Hue today stands as testimony to how communities can recover from even the greatest trauma given enough time. The city is now once again a center of culture, religion and even cuisine. Small family-owned restaurants along the canals beckon passersby to sample their delicacies. The imperial palace has been partially restored from the ravage of the war.

In one corner of the citadel, a small military museum with a collection of tanks, jet fighters and heavy weapons also bears some personal relics of the conflict, providing a pro-Hanoi narrative of the battle with more than a bit of swagger. A plaque under a light machine gun proclaims that it was used to “shoot down four American helicopters.”

But Vietnam today is more likely to buy an American helicopter then shoot one down, as Washington and Hanoi tentatively explore closer economic and military ties. Political differences remain between the United States and Vietnam, of course, but the deepest scars of war gradually fade as new buildings, new national projects and new generations come into being.

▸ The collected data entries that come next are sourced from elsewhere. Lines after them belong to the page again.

PR #575, opened 2021-06-07
fix: don't wait until regaining focus to lock app

antsgar:
- Poll every 10ms (does this sound like a reasonable interval?) to check if the current date is larger than the lock app date, and thus we need to lock the app. Before we used to poll every second, and if the app was visible we'd lock it. By reducing the polling interval we can avoid the app flashing before locking itself, and by checking if we need to lock even if the app isn't visible we're allowing the app to lock itself even when it is on the background
- Remove listeners for window blur and window focus and remove setTimer for locking app, since by reducing the polling interval I think we could rely on polling only

Not sure if this approach makes sense so as usual feedback is very welcome 🙂


antsgar:
@mobitar can I merge this one? 🙂

mobitar (approved):

PR #588, opened 2021-06-30
feat: implement preferences pane

gorjan5sk:
- Implemented a full screen preferences pane (currently hidden)
- Implemented preferences menu (vertical tab bar)
- Data is provided from a mock state provider as an intermediate solution


app/assets/stylesheets/_preferences.scss
```diff
@@ -0,0 +1,82 @@
+.preferences-view {
```
antsgar, line 1: Styling that will likely only be used on one component shouldn't be extracted on a separate class, but we should rather keep the utility classes in the markup itself. For example, if the styling for .preferences-view is only used in that component, then we wouldn't have a separate preferences-view class, we'd just use all the utility classes in the JSX markup. If there's styling that's likely going to be repeated in several components, then we can extract them to its own class. Here's a bit more info about this approach https://tailwindcss.com/docs/extracting-components

app/assets/javascripts/ui_models/app_state/preferences_state.ts
```diff
@@ -0,0 +1,26 @@
+import { action, computed, makeObservable, observable } from 'mobx';
+
+export class PreferencesState {
+  private _open = true;
```
antsgar, line 4: We could make this one public and get rid of the getter

app/assets/javascripts/ui_models/app_state/preferences_state.ts
```diff
@@ -0,0 +1,26 @@
...
+  constructor() {
+    makeObservable<PreferencesState, '_open'>(this, {
+      _open: observable,
+      open: action,
+      close: action,
+      isOpen: computed,
+    });
+  }
+
+  open = (): void => {
```
antsgar, line 15: We may want to add a setter for this.open like this

setOpen(open: boolean): void {
  this.open = open;
}

and then we can either call that setter directly with true/false, or if you prefer to add two separate functions, maybe we could call them openPreferences or closePreferences to avoid confusion with the "open" attribute. Also not really important, but I think for state functions we're currently using named functions

app/assets/javascripts/components/IconButton.tsx
```diff
@@ -0,0 +1,53 @@
...
+    className: '',
+  },
+  primary: {
+    className: 'info',
+  },
+};
+
+export type IconButtonType = keyof typeof ICON_BUTTON_TYPES;
+
+interface RoundButtonProps {
```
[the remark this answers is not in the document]
gorjan5sk: Missed this during renaming. Fixed.

app/assets/javascripts/preferences/index.tsx
```diff
@@ -0,0 +1,20 @@
+import { observer } from 'mobx-react-lite';
```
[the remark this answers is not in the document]
gorjan5sk: Done.

app/assets/stylesheets/_preferences.scss
gorjan5sk: Yep, fixed.

app/assets/javascripts/ui_models/app_state/preferences_state.ts
gorjan5sk: I wanted a more verby API to the property :) 
I adjusted the method names according to your suggestion below  :)

app/assets/javascripts/ui_models/app_state/preferences_state.ts
gorjan5sk: Done.

antsgar (approved):

PR #590, opened 2021-07-01
fix: fix tabindex of tag buttons

### LINKED ISSUE #589: Keyboard navigation broken with new tags
It's now hard to navigate from the title to the tag input and finally to the text editor.

tim-kilian:
Fixes #589 

I've added a negative tabIndex, so that the a tab will jump into the input field. From the input there is still the possibility to navigate the tab buttons with the arrow keys.

### DIFF
--- a/app/assets/javascripts/components/NoteTag.tsx
+++ b/app/assets/javascripts/components/NoteTag.tsx
@@ -87,6 +87,7 @@ export const NoteTag = observer(({ appState, tag }: Props) => {
       onKeyDown={onKeyDown}
       onFocus={onFocus}
       onBlur={onBlur}
+      tabIndex={-1}
     >
       <Icon type="hashtag" className="sn-icon--small color-info mr-1" />
       <span className="whitespace-nowrap overflow-hidden overflow-ellipsis max-w-290px">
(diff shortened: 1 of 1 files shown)


antsgar:
Hi @tim-kilian! Thank you for your contribution 🙂  I understand the problem, but would like to find a solution that preserves a more natural navigation order when using Tab, that is, avoiding the focus "jumping" to the input. What if we focused the first tag, and then on Tab press skipped the rest of them to focus the input? Then for tab navigation, we'd be considering all of the tags as whole container that could be "internally" navigated using arrow keys. What do you think?

mobitar:
I'm able to reproduce an issue where if I focus the title of a note with 1 tag, then try to tab my way to the note body, I'm unable to, as the tab gets stuck on the 1 tag.

antsgar:
> I'm able to reproduce an issue where if I focus the title of a note with 1 tag, then try to tab my way to the note body, I'm unable to, as the tab gets stuck on the 1 tag.

@mobitar correct, that was the bug fixed yesterday https://github.com/standardnotes/web/commit/2295f5d59364d8aaea4f9e818762807b2046beac (not yet released). However even with this fix the user will have to tab through all the tags before getting to the input.

antsgar:
I'm closing this one since I've opened a separate PR (#591) with an extension of this fix. Thank you so much for contributing and for reporting the issue!

PR #593, opened 2021-07-05
feat: enableUnfinishedFeatures flag and hidden preferences button

gorjan5sk:
- Implemented enableUnfinishedFeatures flag, applied as env var and cascades to AppState where it can be read
- Implemented rudimentary Preferences button to show/hide preferences screen, currently it fails silently since the preferences screen is in another PR

### DIFF
--- a/app/assets/javascripts/ui_models/app_state/app_state.ts
+++ b/app/assets/javascripts/ui_models/app_state/app_state.ts
@@ -48,8 +48,8 @@ export enum EventSource {
 type ObserverCallback = (event: AppStateEvent, data?: any) => Promise<void>;
 
 export class AppState {
-  readonly enableUnfinishedFeatures =
-    isDev || location.host.includes('app-dev.standardnotes.org');
+  readonly enableUnfinishedFeatures: boolean = (window as any)
+    ?._enable_unfinished_features;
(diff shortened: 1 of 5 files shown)


app/assets/javascripts/ui_models/app_state/app_state.ts
```diff
@@ -80,6 +80,7 @@ export class AppState {
     application: WebApplication,
     private bridge: Bridge
   ) {
+    console.log('enableUnfinishedFeatures', this.enableUnfinishedFeatures);
```
mobitar, line 83:
```suggestion
```

gorjan5sk: Fixed.

antsgar: Should we maybe only print this log on the dev app?

antsgar (approved):

app/assets/javascripts/ui_models/app_state/app_state.ts
gorjan5sk: I removed that, we don't need it. :D I'm gonna resolve this conversation.

PR #7, opened 2021-03-24
Add instrumentation for httpd - Apache HTTP Server

TomRoSystems:


lalitb (approved):

lalitb:
@TomRoSystems  - Should I merge the PR, asking as one of the check has failed.

TomRoSystems:
> @TomRoSystems - One of the check has failed. Should I merge the PR in case #8 fixes it ?

I'd give time until end of this week for reviews / comments as this one is bigger. And then merge on Monday. Thanks.

instrumentation/httpd/src/otel/mod_otel.cpp
```diff
@@ -0,0 +1,387 @@
...
+{
+  if (!strcasecmp(arg, "file"))
+    config.type = OtelExporterType::OSTREAM;
+  else if (!strcasecmp(arg, "otlp"))
+    config.type = OtelExporterType::OTLP;
+  else
+    return "Unknown exporter type - can be file or otlp";
+
+  return NULL;
+}
```
pyohannes, line 285: Please correct me if I'm wrong here, but I  think any kind of instrumentation shouldn't define an exporter. Exporters should only be defined by the end-user application developer. Otherwise you could only use _one_ instrumentation at a time (e. g. Apache), but never two or more (e. g. Apache and mysql) as they may conflict (e. g. intitialize two OTEL exporters).

As  rule of thumb, instrumentation should only use the OpenTelemetry API, but not the SDK.

pyohannes: Also, see for example who Go provides instrumentation for its standard HTTP server: https://github.com/open-telemetry/opentelemetry-go-contrib/blob/main/instrumentation/net/http/otelhttp/example/server/server.go

The exporter is configurable via standard SDK methods, and the instrumentation is agnostic of it.

pyohannes: Just realized that in case of Apache (and nginx) we're not actually instrumenting a _library_, but and _end-user application_.

So it might be ok to specify an exporter in this case. However, it's still a bit troubling for me that user can't specify their custom exporters or configure exporters/processors without recompiling.

maxgolov (approved):

instrumentation/httpd/Makefile
```diff
@@ -0,0 +1,38 @@
+
+
```
ThomsonTan, line 2: nit: remove heading empty lines?

instrumentation/httpd/src/otel/mod_otel.cpp
```diff
@@ -0,0 +1,387 @@
...
+#include "httpd.h"
+// httpd.h has to be before those two and after opentelemetry because it #define's OK 0
+#include "http_config.h"
+#include "http_protocol.h"
+#include "mod_proxy.h"
+
+namespace
+{
+
+const std::string kSpanNamePrefix = "HTTP ";
```
ThomsonTan, line 33: Is the trailing space intended?

ThomsonTan (approved):

PR #10, opened 2021-03-29
nginx: add test matrix, release builds

seemk:
* Use only Docker for build and tests. This removed the redundant build step and allows for easier caching.
* Use only release builds for testing.
* Add more distros (Ubuntu 18.04, 20.10) along with mainline nginx (1.19.x) to the testing matrix.
* Add Docker layer caching via buildx + Github Actions cache. Shaves off 15 minutes of build time from grpc on every distro.
* Provide prebuilt libraries / artifacts for each distro and nginx configuration.
* Add CI push trigger paths to `nginx.yml` so nginx builds won't activate on unrelated PRs.
* Fix `trace.json` output file permissions for tests.


seemk:
There, good to go now. Tests found an issue with the default nginx on Ubuntu 18.04: the package manager's nginx wasn't compiled with compatibility flags.

PR #14, opened 2021-03-31
Httpd add possibility to configure custom attributes and resources

TomRoSystems:


instrumentation/httpd/opentelemetry.conf
```diff
@@ -32,4 +32,7 @@ OpenTelemetryPath /tmp/output-spans
 
 # OpenTelemetryIgnoreInbound off
 
+# OpenTelemetrySetResource service.name apache-web-server
+# OpenTelemetrySetAttribute foo bar
```
seemk, line 36: Are these attributes global, for all routes? Is it possible to set attributes for specific route?

With nginx it's possible to set these per server, route basis.

instrumentation/httpd/src/otel/opentelemetry.cpp
```diff
@@ -85,8 +85,17 @@ void initTracer()
     processor = std::make_shared<sdktrace::SimpleSpanProcessor>(std::move(exporter));
   }
 
+  opentelemetry::sdk::resource::ResourceAttributes resAttrs({{"service.name", "httpd"}});
```
seemk, line 88: From the [spec](https://github.com/open-telemetry/opentelemetry-specification/blob/main/specification/resource/semantic_conventions/README.md#service):
```
[1]: MUST be the same for all instances of horizontally scaled services. If the value was not specified, SDKs MUST fallback to u nknown_service: concatenated with process.executable.name, e.g. unknown_service:bash. If process.executable.name is not available, the value MUST be set to unknown_service.
```

instrumentation/httpd/src/otel/opentelemetry.cpp
```diff
@@ -85,8 +85,17 @@ void initTracer()
...
+  // add custom-configured resources
+  for(auto &it:config.resources)
```
seemk, line 90: Spacing?

instrumentation/httpd/src/otel/opentelemetry.h
```diff
@@ -54,6 +55,8 @@ struct OtelConfig
   // context propagation
   bool ignore_inbound;
   OtelPropagation propagation;
+  std::unordered_map<std::string, std::string> attribiutes;
```
seemk, line 58: Typo here

lalitb (approved):

instrumentation/httpd/opentelemetry.conf
TomRoSystems: At the moment those are global settings.

instrumentation/httpd/src/otel/opentelemetry.cpp
TomRoSystems: Yes. Thanks. Removed.

instrumentation/httpd/src/otel/opentelemetry.h
TomRoSystems: Fixed typo.

PR #25, opened 2021-05-18
feat(nginx): read OTLP endpoint from env

johanneswuerbach:
Support the `OTEL_EXPORTER_OTLP_ENDPOINT` environment variable to configure the endpoint.

This is required when the collector is running as a daemonset on each node as the collector endpoint needs to be injected by k8s.

The variable is part of the standard configuration options https://github.com/open-telemetry/opentelemetry-specification/blob/main/specification/protocol/exporter.md#configuration-options


seemk (approved):
:+1: LGTM!

PR #26, opened 2021-05-18
feat(nginx): configurable sampler

johanneswuerbach:
Allow to configure the sampler to use parent based or ratio based sampling.

It would be great to unit test this somehow, but I haven't really done much cpp recently so would appreciate some help.


johanneswuerbach:
@seemk would you have time to take a look?

seemk (approved):
LGTM! Like that it is possible to leave sampler out from the conf file :slightly_smiling_face:

PR #32, opened 2021-06-01
httpd add CMake build and CI

TomRoSystems:


instrumentation/httpd/CMakeLists.txt
```diff
@@ -0,0 +1,39 @@
...
+  ${OPENTELEMETRY_CPP_INCLUDE_DIRS}
+  "/usr/include/apache2"
+  "/usr/include/apr-1.0"
+)
+
+target_link_libraries(otel_httpd_module
+  PRIVATE
+  ${OPENTELEMETRY_CPP_LIBRARIES}
+  gRPC::grpc++
+#  Thrift::thrift
```
seemk, line 38: Thrift is searched for, but is not used?

instrumentation/httpd/CMakeLists.txt
```diff
@@ -0,0 +1,39 @@
...
+
+set_target_properties(otel_httpd_module PROPERTIES
+  PREFIX ""
+)
+
+target_include_directories(otel_httpd_module
+  PRIVATE
+  ${OPENTELEMETRY_CPP_INCLUDE_DIRS}
+  "/usr/include/apache2"
+  "/usr/include/apr-1.0"
```
seemk, line 31: I think Apache headers should be searched for to omit hardcoding of this search path.

E.g. it should be possible to do `-DCMAKE_PREFIX_PATH="/usr/local/customapachedir"` and CMake will pick up the include paths from it.

A simple example how to to write such a CMake script can be found at https://github.com/seemk/FastHumanDetection/blob/master/modules/FindKinectV2.cmake (unrelated project, just a simple example how a header file can be searched for)

instrumentation/httpd/CMakeLists.txt
```diff
@@ -0,0 +1,39 @@
...
+find_package(CURL REQUIRED)
+find_package(Thrift REQUIRED)
+
+add_library(otel_httpd_module SHARED
+  src/otel/mod_otel.cpp
+  src/otel/opentelemetry.cpp
+)
+
+target_compile_options(otel_httpd_module
+  PRIVATE -Wall -Wextra -fpermissive
```
seemk, line 18: Imho we should not allow for `-fpermissive` and fix the underlying issues instead

instrumentation/httpd/CMakeLists.txt
```diff
@@ -0,0 +1,39 @@
+cmake_minimum_required(VERSION 3.12)
+
+project(opentelemetry-httpd)
+
+find_package(opentelemetry-cpp REQUIRED)
+find_package(Threads REQUIRED)
+find_package(protobuf REQUIRED)
+find_package(gRPC REQUIRED)
+find_package(CURL REQUIRED)
```
seemk, line 9: Is curl needed?

instrumentation/httpd/src/otel/opentelemetry.cpp
```diff
@@ -30,17 +30,17 @@ namespace httpd_otel
...
+const opentelemetry::v0::nostd::string_view kAttrHTTPMethod             = "http.method";
+const opentelemetry::v0::nostd::string_view kAttrHTTPScheme             = "http.scheme";
+const opentelemetry::v0::nostd::string_view kAttrHTTPHost               = "http.host";
+const opentelemetry::v0::nostd::string_view kAttrHTTPTarget             = "http.target";
+const opentelemetry::v0::nostd::string_view kAttrHTTPUrl                = "http.url";
+const opentelemetry::v0::nostd::string_view kAttrHTTPFlavor             = "http.flavor";
+const opentelemetry::v0::nostd::string_view kAttrHTTPClientIP           = "http.client_ip";
+const opentelemetry::v0::nostd::string_view kAttrNETPeerIP              = "net.peer.ip";
+const opentelemetry::v0::nostd::string_view kAttrHTTPStatusCode         = "http.status_code";
+const opentelemetry::v0::nostd::string_view kAttrHTTPResponseContentLen = "http.response_content_length";
```
seemk, line 43: My hunch is that the explicit namespaces are not needed here and the issue is somewhere else, can you double check?

instrumentation/httpd/CMakeLists.txt
TomRoSystems: Yup. Fixed with `reinterpret_cast`

instrumentation/httpd/src/otel/opentelemetry.cpp
TomRoSystems: You're right. I've removed those.

instrumentation/httpd/CMakeLists.txt
TomRoSystems: Yes without it I've got an error: `... links to target "CURL::libcurl" but the target was not found.`

instrumentation/httpd/CMakeLists.txt
TomRoSystems: Yes, as at the moment I'm not using Jaeger exporter yet. And it compiles - you can check results as I've added CMake to continuous integration to GitHub actions.

instrumentation/httpd/src/otel/opentelemetry.h
```diff
@@ -85,8 +86,8 @@ struct HttpdEndSpanAttributes
 // to be called explictly inside Destruct method
 struct ExtraRequestData
 {  // context which we pass
-  nostd::unique_ptr<opentelemetry::context::Token> token;
-  nostd::shared_ptr<opentelemetry::v0::trace::Span> span;
+  opentelemetry::v0::nostd::unique_ptr<opentelemetry::context::Token> token;
```
seemk, line 89: Is the `v0` prefix needed?

TomRoSystems: Prefix removed.

seemk (approved):

PR #45, opened 2021-07-13
feat(nginx): opentelemetry-cpp v1.0.0-rc3

johanneswuerbach:
Bump to https://github.com/open-telemetry/opentelemetry-cpp/releases/tag/v1.0.0-rc3

### DIFF
--- a/instrumentation/nginx/CMakeLists.txt
+++ b/instrumentation/nginx/CMakeLists.txt
@@ -7,6 +7,7 @@ find_package(Threads REQUIRED)
 find_package(protobuf REQUIRED)
 find_package(gRPC REQUIRED)
 find_package(CURL REQUIRED)
+find_package(nlohmann_json REQUIRED)
 
 include(${CMAKE_CURRENT_SOURCE_DIR}/nginx.cmake)
 
@@ -24,7 +25,7 @@ add_library(otel_ngx_module SHARED
 target_compile_options(otel_ngx_module
   PRIVATE -Wall -Wextra
 )
-  
+
 install(TARGETS otel_ngx_module DESTINATION ".")
 
 # Omit the lib prefix to be more in line with nginx module naming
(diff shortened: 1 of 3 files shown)


instrumentation/nginx/src/otel_ngx_module.cpp
```diff
@@ -17,7 +17,7 @@ extern ngx_module_t otel_ngx_module;
 #include "nginx_utils.h"
 #include "propagate.h"
 #include <opentelemetry/context/context.h>
-#include <opentelemetry/exporters/otlp/otlp_exporter.h>
+#include <opentelemetry/exporters/otlp/otlp_grpc_exporter.h>
```
johanneswuerbach, line 20: This was due to https://github.com/open-telemetry/opentelemetry-cpp/pull/810

seemk (approved):
Thanks! That was fast :smile:

instrumentation/nginx/CMakeLists.txt
```diff
@@ -44,4 +45,5 @@ target_link_libraries(otel_ngx_module
   ${OPENTELEMETRY_CPP_LIBRARIES}
   gRPC::grpc++
   CURL::libcurl
+  nlohmann_json::nlohmann_json
```
johanneswuerbach, line 48: This is coming from https://github.com/open-telemetry/opentelemetry-cpp/pull/810, not sure if we should attempt to drop this as `OTLP/HTTP+JSON exporter` isn't used at the moment.

seemk: Does it build when not using `find_package(nlohmann_json)` and not linking to it?

johanneswuerbach: Nope :-(

seemk: Otel CPP external dependencies are starting to get a bit out of hand, wish it had none and would be distributed as a single library file. :smile: 

Anyway, thanks for the PR!

PR #49, opened 2021-08-23
nginx: rename and document context accessor variable

seemk:
The trace context can now be accessed via `opentelemetry_context_traceparent` variable.

Updated docs and added a test for it.

### DIFF
--- a/instrumentation/nginx/README.md
+++ b/instrumentation/nginx/README.md
@@ -170,7 +170,7 @@ The following nginx variables are set by the instrumentation:
 - `opentelemetry_context_traceparent` - [W3C trace
   context](https://www.w3.org/TR/trace-context/#trace-context-http-headers-format), e.g.: `00-0af7651916cd43dd8448eb211c80319c-b9c7c989f97918e1-01`
 - `opentelemetry_context_b3` - Trace context in the [B3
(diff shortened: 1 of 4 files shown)


instrumentation/nginx/README.md
```diff
@@ -163,6 +163,21 @@ List of exported attributes and their corresponding nginx variables if applicabl
...
 - `http.server_name` - From the `server_name` directive
 
+## nginx variables
+
+The following nginx variables are set by the instrumentation:
+
+- `opentelemetry_context_traceparent` - [W3C trace
+  context](https://www.w3.org/TR/trace-context/#trace-context-http-headers-format), e.g.: `00-0af7651916cd43dd8448eb211c80319c-b9c7c989f97918e1-01`
+- `opentelemetry_context_b3` - Trace context in the [B3
+  format](https://github.com/openzipkin/b3-propagation#single-header). Only set when using `opentelemetry propagate b3`.
```
ThomsonTan, line 173:
```suggestion
  format](https://github.com/openzipkin/b3-propagation#single-header). Only set when using `opentelemetry propagator b3`.
```

seemk: Thanks! Fixed the typo in README: `opentelemetry_propagate`, although `opentelemetry_propagator` would be a better option indeed :thinking: But don't want to rename or add an alias with this PR

ThomsonTan (approved):

PR #50, opened 2021-08-31
Add support for alpine to nginx

dmathieu:
This adds support for alpine to the nginx plugin (there was an issue with the `Protobuf` package name, which needs to be capitalized), testing that distribution in CI.

### DIFF
--- a/.github/workflows/nginx.yml
+++ b/.github/workflows/nginx.yml
@@ -18,7 +18,7 @@ jobs:
     runs-on: ubuntu-20.04
     strategy:
       matrix:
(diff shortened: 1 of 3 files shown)


dmathieu:
So, the thing is, nginx in APK doesn't have `--with-compat` 😢 

See https://gitlab.alpinelinux.org/alpine/aports/-/issues/12375
And https://gitlab.alpinelinux.org/alpine/aports/-/merge_requests/18945

Though, based on the comments in that merge request, it doesn't look like the APK maintainers are too keen on adding that option.

I'll open another PR for the `s/protobuf/Protobuf`. I'm happy to hear proposals for this one.

PR #52, opened 2021-09-10
Setup nginx config file for dynamic module building

dmathieu:
This sets up a `config` file so nginx knows how to use this module as a dynamic one.
See https://www.nginx.com/resources/wiki/extending/new_config/

With this change, passing the option

```
--add-dynamic-module=/path/to/opentelemetry-cpp-contrib/instrumentation/nginx"
```

to when configuring nginx allows building this plugin as well.

### DIFF
--- a/instrumentation/nginx/config
+++ b/instrumentation/nginx/config
@@ -1,0 +1,24 @@
+ngx_addon_name=opentelemetry_nginx
+ngx_module_type=HTTP
+ngx_module_name=$ngx_addon_name
+ngx_module_incs=
+ngx_module_deps=" \
+  $ngx_addon_dir/src/agent_config.h \
+  $ngx_addon_dir/src/location_config.h \
+  $ngx_addon_dir/src/nginx_config.h \
+  $ngx_addon_dir/src/nginx_utils.h \
+  $ngx_addon_dir/src/propagate.h \
+  $ngx_addon_dir/src/script.h \
+  $ngx_addon_dir/src/toml.h \
+  $ngx_addon_dir/src/trace_context.h \
+"
+ngx_module_srcs=" \
+  $ngx_addon_dir/src/agent_config.cpp \
+  $ngx_addon_dir/src/nginx_config.cpp \
+  $ngx_addon_dir/src/otel_ngx_module.cpp \
+  $ngx_addon_dir/src/propagate.cpp \
+  $ngx_addon_dir/src/script.cpp \
+  $ngx_addon_dir/src/trace_context.cpp \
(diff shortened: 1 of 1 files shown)


dmathieu:
Hi @TomRoSystems @seemk,
Is there anything I can do to help you review this PR?

seemk:
> Hi @TomRoSystems @seemk,
> Is there anything I can do to help you review this PR?

Hey, thanks for the ping :) I was away for 2 weeks and just came back today.

With this config file, how are for example OpenTelemetry CPP include paths handled? Are they passed to the nginx config command line?

dmathieu:
Yes, the include paths are passed to the nginx config command line.
As an example, you can see my draft PR adding this module to ingress-nginx: https://github.com/kubernetes/ingress-nginx/pull/7621/files#diff-d96b4dbdd33ef5b9f1b1c7ce45ef0a515f55a55f130318c1af397e731a42d232R674

seemk:
If I understand correctly currently it's looking for the include paths in the system path? So if Otel CPP is installed elsewhere, `ngx_module_incs` would need to be set in the config file? And the same goes for linking?

Not that it matters much, could very well live with this for now, just trying to understand it :smile:

dmathieu:
I'm not really an expert at C compilation. I've adapted this config file from the one in opentracing: https://github.com/opentracing-contrib/nginx-opentracing/blob/master/opentracing/config
I'm happy to add any config that you will think would be better.

seemk:
In your `ingress-nginx` PR does it work like this? My hunch is that all the OpenTelemetry libs and libstdc++ would need to be linked to the module at the config file as well: `ngx_module_libs="-lstdc++ -libopentelemetry_trace ..."`. 

However OpenTelemetry CPP consists of a huge list of libraries that all need to be linked, all the `libabsl_*`, `libopentelemetry_*`.
This was something I had issues with when initially trying to build it via nginx's build system and opted for a CMake build with a workaround (e.g. https://github.com/open-telemetry/opentelemetry-cpp-contrib/blob/main/instrumentation/nginx/src/otel_ngx_module_modules.c) that mimics what the nginx build system does.

dmathieu:
I haven't been able to do extensive testing of the feature, and sending data yet. But yes, with the library being built in my ingress-nginx, I am able to build the library, and start nginx with the module configured.

seemk:
Ok, weird. It might be because of system paths then, let's merge it for now if it helps with `ingress-nginx`, would love to see it used there. Thanks!

seemk (approved):

PR #58, opened 2021-09-23
nginx: link the module against libstd++ and the (used) opentelemetry libraries in the nginx build

tobiasstadler:


seemk:
Thanks, are these libraries enough? See the discussion at https://github.com/open-telemetry/opentelemetry-cpp-contrib/pull/52

tobiasstadler:
Yes, I think so. At least it is working for me that way (building opentelemtry as shared libraries)

tobiasstadler:
If (for other use cases) there is something missing we can still add it later

seemk (approved):

tobiasstadler:
Thank You!

PR #59, opened 2021-09-25
nginx: Expose trace id and span id as nginx vars

tobiasstadler:


instrumentation/nginx/src/otel_ngx_module.cpp
```diff
@@ -145,6 +167,74 @@ OtelGetTraceContextVar(ngx_http_request_t* req, ngx_http_variable_value_t* v, ui
...
+      NGX_LOG_ERR, req->connection->log, 0,
+      "Unable to get trace context when getting trace id");
+    return NGX_OK;
+  }
+
+  trace::SpanContext spanContext = traceContext->request_span->GetContext();
+
+  if (spanContext.IsValid()) {
+    constexpr int len = 2 * trace::TraceId::kSize;
+    char* data = (char*)ngx_palloc(traceContext->request->pool, len);
```
seemk, line 185: You could also use `req->pool` directly here.
Also `ngx_palloc` might return `NULL`

seemk (commented):
Thanks! Minor notes regarding `ngx_palloc`. Are you ok with adding a test case for trace, span ID as well?

tobiasstadler:
> Thanks! Minor notes regarding `ngx_palloc`. Are you ok with adding a test case for trace, span ID as well?

I am unfamiliar with the testing framework, but I will give it a try.

seemk (approved):
Thanks a lot!

tobiasstadler:
Thank You!

PR #449, opened 2026-09-11
Fix packet assert job accumulation

olichtne:
### Description
Seen in testing with the containerized controller runner, when running multiple recipes in a row packet assert accumulates data over multiple recipes and reports incorrect results.

This can also eventually lead to OOM killer intervening as a long enough test set simply keeps growing on RAM usage.

### Tests

### Reviews

Closes: #


Axonis:
Cool, makes sense also `LinuxPerfMeasurement` has the exact same pattern, worth fixing here imo.
`start()` appends to the class list, `finish()` reassigns to shadow it per-isntance. Since it has already has init, fix is just moving it there.

Hmmm research this deeper, this could probably also go into linter ruler - flagging mutable class attributes (list, dict, set...) on classes with `__init__`. 

Ruff has `RUF012` which flags this exact thing, but it cannot distinguish the sematnics (sharing on purpose vs unintentionally), so maybe adding custom rule that specifically catches "mutable class attr + mutating method call on self.<attr>" would nail this pattern without false positives.

olichtne:
added an additional commit:

Used uv run ruff check --isolated --select RUF012 lnst/ to check for any
additional issues with using mutable class variables and changing their
state.

This commit removes them as class variables and redefines them as
instance variables to hopefully avoid potential issues or fix hidden
ones that we don't know about.

RUF012 identifies a bunch more, i check all of those individually and
these are all cases where the variable is readonly and it's state isn't
changed. These should be retyped to tuples ideally so that a new issue
doesn't arise, but i would separate that work into it's own PR where we
can address just generic linter warnings and issues.

jtluka:
Looks good, ack.

jtluka (dismissed):

olichtne:
cherrypicked a commit @enhaut : https://github.com/enhaut/lnst/commit/dbe024ae6a899fe8411f7c8b557fce9050f88999 to fix the ci test running for XDP Redirect CPU recipe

Bowden’s book reminds us of the cruel lessons learned at Hue by intertwining the personal and the political, and the tactical realities of combat with the strategic dysfunctions underpinning the American war in Vietnam.

A few critics have grumbled that Bowden is too harsh on the generals, that his very personal account lacks the comprehensive strategic vision to evaluate America’s options in the war, that it is impossible to describe any battle as a turning point, that his hundreds of footnotes are not meticulous enough and so forth.

Yes, given the choice between writing an intimate and riveting narrative or a more guarded, academic, high-level analysis, Bowden opts for the former.

That is no mistake, in my view — the historical lessons that have a human face, that sicken our guts and tug at our heart strings, are more intuitive and more persuasive than dry scholarly formulations abstractly speculating about the victories that could have been.